Stop feeding our children to sexual predators at school

Schools fall short on screening teachers


Our children are being fed to sexual predators by the very system which is intended to nurture them.

Education departments are ignoring the law and not consulting the National Sexual Offenders Register when making new hires, three provincial education departments have admitted to us.

Such a lack of care partly explains why we are regularly confronted with cases of sexual abuse at school – often in circumstances where a proper background check could have prevented it occurring.

MOST SCHOOLS: Sexual abuse against women and children, and sexual abuse by teachers against pupils, is a phenomenon which seems to be recurring in South Africa, however it Needs to stop.

Take the case of a leading Durban high school that employed as a drama teacher a man who had been convicted of a sexual offence involving a pupil while teaching at a previous school – and then molested two more children in his new job.

This example is sadly not an outlier; it happens with sickening regularity.

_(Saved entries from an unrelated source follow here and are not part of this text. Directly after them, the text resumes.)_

PR #291, opened 2021-12-19
tls_codec: preliminary `no_std` support

tarcieri:
Adds initial support for `no_std` targets (currently with a hard `alloc` dependency) by gating all `std`-related functionality on a newly added eponymous crate feature.

Unfortunately all serialization/deserialization is currently performed in terms of the `Read` and `Write` traits from `std::io`, so this doesn't result in something immediately useful on `no_std` targets. However, it does provide the initial boilerplate and first steps towards making that possible.

### DIFF
--- a/.github/workflows/tls_codec.yml
+++ b/.github/workflows/tls_codec.yml
@@ -40,6 +40,25 @@ jobs:
       - run: cargo build --target ${{ matrix.target }} --release --features serde_serialize
       - run: cargo build --target ${{ matrix.target }} --release --all-features
 
+  no_std:
+    runs-on: ubuntu-latest
+    strategy:
+      matrix:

This is partly because the go-to reference consulted by education departments is the SA Council of Educators’ roll of registered teachers, to where transgressions by teachers are reported.

The council, however, admits that its system is not without substantial flaws and that it finds it difficult to keep track of all cases of misconduct due to uncoordinated reporting channels.

Despite the law requiring that anyone working with children should be screened against various statutory registers, experts in the field say such screening is rare.

The solution to this doesn’t seem to be difficult. It simply requires employers to act with the duty of care that society – and the law – expects of them.

One step in the right direction would be to screen new hires against all possible sources of sexual offenders. It may not stop unknown sexual predators from getting jobs but it would keep previous offenders out of the system and at least some of our children would be safe.